The story takes some interesting turns, and if I were to redo this chart, I would probably add weights to the links by making them heavier or making the nodes bigger by number of interactions. While Sarah’s node is the biggest, it is due to the number of interactions she has had as a whole, not by individual.

She has had significantly more interactions with Georgie, Colin, and David, but this can’t be seen through the graph. In addition to this, some of the narrative was unclear. An example of this was Georgie’s friend at the party. Was this the person that Georgie was holding hands with, or was it someone new? These things would be helpful when constructing a graph.

Week 7 – Digital Harlem

This week I decided to look at Digital Harlem: Everyday Life 1915-1930. This is a map that describes itself as a visualization of New York City’s Harlem neighborhood in the years 1915 – 1930. The information presented is compiled from various legal records, newspapers, and other archival and published sources. When first interacting with the project, a welcome blurb is displayed as well as a search bar to the left, a map in the center, and predetermined search filters on the right.

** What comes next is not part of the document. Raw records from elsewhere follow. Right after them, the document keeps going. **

PR #1160, opened 2019-10-15
[MONDRIAN-2630] Mondrian: filter a set of members including null, plu…

LeonardoCoelho71950:
…s a numeric filter, results in incorrect data

Hey @mkambol, when a column wasn't constrained by a slicer, we weren't building the "IS NULL" expression, that's the reason why testNativeWithOverriddenNullMemberRepAndNullConstraint was failing.


buildguy:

In the search filters to the left, the field “charge/conviction” immediately stuck out to me. I think this conveys a very specific narrative to new users of this project. It puts a very crime centric spin on the project and it makes it an integral part of the search. In addition to this, the majority of the events in the predetermined search filters on the right showcase arrests and crimes. While I do not think there is a problem with this type of visualization, I think there is an inherent problem with the name of the project. This could be useful information for some people, but to label it as “Everyday Life” is painting the community in a bad light. Yes, there are meetings and public events highlighted, but these are significantly outweighed by the number of crimes presented.

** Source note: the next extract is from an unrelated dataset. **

PR #1185, opened 2020-01-27
[MONDRIAN-2670] Regular Expression used in Analyzer's Find dialog not…

bennychow:
… passed down to query when using Vertica

### DIFF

The project provides additional insights through its sources as well as additional maps in the “featured” section. The source section adds contexts to the events on the map, and also say that the crimes are not necessarily representative of hardened criminals. While this may be true, it still presents the surface level visualization of crime. Some users may not delve deeper than the map, and won’t understand the context behind it. To carry the name of “Everyday Life” I think it’s important to include so much more information. Who lived in what communities? What businesses and restaurants were on each block? What did some of these blocks look like? What was the average week for these citizens? To have this static map where people are presented solely by their crime or transgression is not only a disservice to them, but to Harlem as a whole.

This map displays a particular narrative, and is quite selective in its subject material. I would be curious to hear from the creators of this project why they decided to label the project as everyday life and if they had considered any other times. There were some other interesting maps in the featured section such as Harlem’s Hospitals, Harlem & Baseball in the 1920s, and more. I think even these would have been better at showcasing everyday life than the default featured maps on the right.

Week 5 – Death Rates

While I thought many of the data sets were interesting, the one that stuck out to me the most was the set on Death Rates. It provided a look at death by various means such as heart failure, cancer, stroke, suicide, homicide, and more. The points of data are categorized by death type and by which of the 50 states the death took place in.

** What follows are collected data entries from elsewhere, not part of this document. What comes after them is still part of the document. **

PR #1186, opened 2020-01-29
[MONDRIAN-2670] Add support for regular expressions in Vertica and Re…

bennychow:
…dshift dialect.  Re-factor flag mapping logic to shared JdbcDialectImpl.


bennychow:
@mkambol @lucboudreau @kurtwalker Hi Guys, could you review again? I have refactored the flag matching logic.  Using Analyzer's Contains filter, I tested the regular expression push down on Vertica, Redshift, Mysql and Postgresql and they all produced the expected SQL and results.

@pentaho/millenniumfalcon

PR #1715, opened 2022-12-14
PXC-4087: BF abort for MDL conflict causes a crash

kamil-holubicki:
when the victim thread is executing a rollback and thread pool is enabled

https://jira.percona.com/browse/PXC-4087

Problem:
The connection on node-1 having big uncommited transaction is killed. This causes transaction on node-1 being rolled back. If during the rollback node-2 issures another transaction which confilcts with the one from node-1, the server asserts (debug) or crashes (release). It only happens if thread_handling is 'pool-of-threads'.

Though the excel sheet is labeled “Death Rates” it is unclear how exactly it is measured. It is clearly not a percentage since all the states have numbers over 100. Could it be a certain number of people within a population? Is it the number of overall deaths within a certain timeframe? Is it the number of people within certain regions of the state? Is it the number of people in an age group? More clarification would be significantly helpful.

While we do not have some of the context, the main extrapolation that can be made from this data is which of these causes of death affects the most people. I thought it would be interesting to see how much cancer plays a role in total deaths. To my surprise, it seems like cancer is, for the most part, pretty evenly distributed throughout the country. Though there are notably fewer cases in Alaska and Utah. What factors here led to fewer cases of cancer? Other things to take into consideration is that though there are fewer cases in these states, they make up a greater portion of the total deaths.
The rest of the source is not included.